他一邊說,一邊用袖子抹著眼淚,那份悔恨與決絕,演得入木三分。

陸明淵冷冷地看著他的表演,心中一聲冷笑,卻沒有當場戳破。

他要的,就是孟康這個“配合”的態度。

“既然如此,那便起來吧。”

陸明淵淡淡道,“本官不看你怎麼說,只看你怎麼做。

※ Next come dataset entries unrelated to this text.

PR #153, opened 2023-06-20
Migrate Card to Jetpack Compose

sshropshire:
### Summary of changes

 - Migrate Card Demo Fragment to Jetpack Compose

migrate-card-to-jetpack-compose

 ### Checklist

- @sshropshire


Demo/src/main/java/com/paypal/android/ui/WireframeOptionDropDown.kt
```diff
@@ -0,0 +1,48 @@
...
+import androidx.compose.material3.DropdownMenuItem
+import androidx.compose.material3.ExperimentalMaterial3Api
+import androidx.compose.material3.ExposedDropdownMenuBox
+import androidx.compose.material3.ExposedDropdownMenuDefaults
+import androidx.compose.material3.OutlinedTextField
+import androidx.compose.material3.Text
+import androidx.compose.runtime.Composable
+import androidx.compose.ui.Modifier
+
+@ExperimentalMaterial3Api
```
jaxdesmarais, line 13: General question, since this is listed as "experimental" does that mean it could change/break on us? Not a big deal since it's the demo, just curious.

sshropshire: Yeah these are required in order to compile. Compose is fairly new. This has been required for a lot of the Material3 components I've seen.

”

“是!是!下官明白!”

孟康如蒙大赦,連忙爬了起來。

陸明淵不再看他,轉身對自己的親信衙役下令。

“傳我令,所有府衙差役,協同平陽縣衙所有衙役,即刻分成三十六組,一組負責一案。”

“帶著原告,即刻前往各村各鎮,實地取證,勘驗現場,詢問鄉鄰!”

“三日內,必須將初步的證據和證詞彙總回來!”

“是!”

二十多名府衙衙役轟然應諾,聲震四野。

他們立刻行動起,將平陽縣衙那些平日裡懶散慣了的衙役們一一整合起來。

分發案卷,帶著原告,迅速地朝著四面八方散去。

陸明淵自己,則在縣衙正堂,設立了臨時公堂,親自審理那些發生在縣城內的案子。

一時間,整個平陽縣,風聲鶴唳。

接下來的三天,成了平陽縣有史以來最不平靜的三天。

陸明淵幾乎是以一種燃燒自己的方式在工作,每天只在凌晨時分,靠在公堂的椅子上假寐一個時辰。

餓了,便是幾口乾糧,渴了,便是一碗涼茶。

他的眼睛熬得通紅,人也清瘦了一圈,但精神卻愈發銳利。

在他的高壓與示範下,整個查案的程序快得不可思議。

那些被霸佔的田地,重新丈量了,那些被強佔的鋪面,找到了原來的契約。

那些被構陷入獄的良善,也找到了人證洗刷冤屈……

一件件冤案的真相,如同被剝去層層偽裝,赤裸裸地暴露在光天化日之下。

每一樁案子的最終證據,都如百川歸海,指向了同一個源頭——汪家。

然而,令人詭異的是,作為這場風暴中心的汪家,卻表現出了一種極不尋常的死寂。

無論是他們在縣城裡的宅邸,還是遍佈鄉野的莊園、錢莊,都大門緊閉。

汪家的子弟和管事們,彷彿一夜之間全都人間蒸發。

面對衙役上門查封、取證,他們竟沒有絲毫的反抗與阻撓。

任由那些曾經被他們視若囊中之物的田產、商鋪被一一清算。

這種反常的寂靜,比任何激烈的反抗都更讓人心悸。

第三天的黃昏,陸明淵處理完最後一份卷宗的批覆,將硃筆重重地按在驚堂木上。

堂下,孟康侍立一旁,這三天裡,他瘦了不止一圈。

臉上的諂媚早已消失不見,取而代之的是一種混雜著恐懼與敬畏的複雜神情。

“孟大人,”

陸明淵緩緩開口,聲音嘶啞,“三十六樁冤案,證據確鑿,事實俱在。你平陽縣的這片天,該亮了。”

孟康躬身道:“全賴大人明察秋毫,雷霆手段!”

陸明淵卻沒有看他,他的目光穿過大堂的門,望向遠方汪家宅邸的方向,那裡的天空,晚霞如血。

汪家,損失慘重,卻寂靜無聲。

這潭看似被攪動起來的渾水,其深處的暗流,才剛剛開始顯露它猙獰的面目。

這絕不是屈服,而是在積蓄著力量,等待著更致命的一擊。

陸明淵的嘴角,牽起一抹冰冷的弧度。

暴風雨前的寧靜,總是格外寂靜。

他等的,就是這風暴來臨。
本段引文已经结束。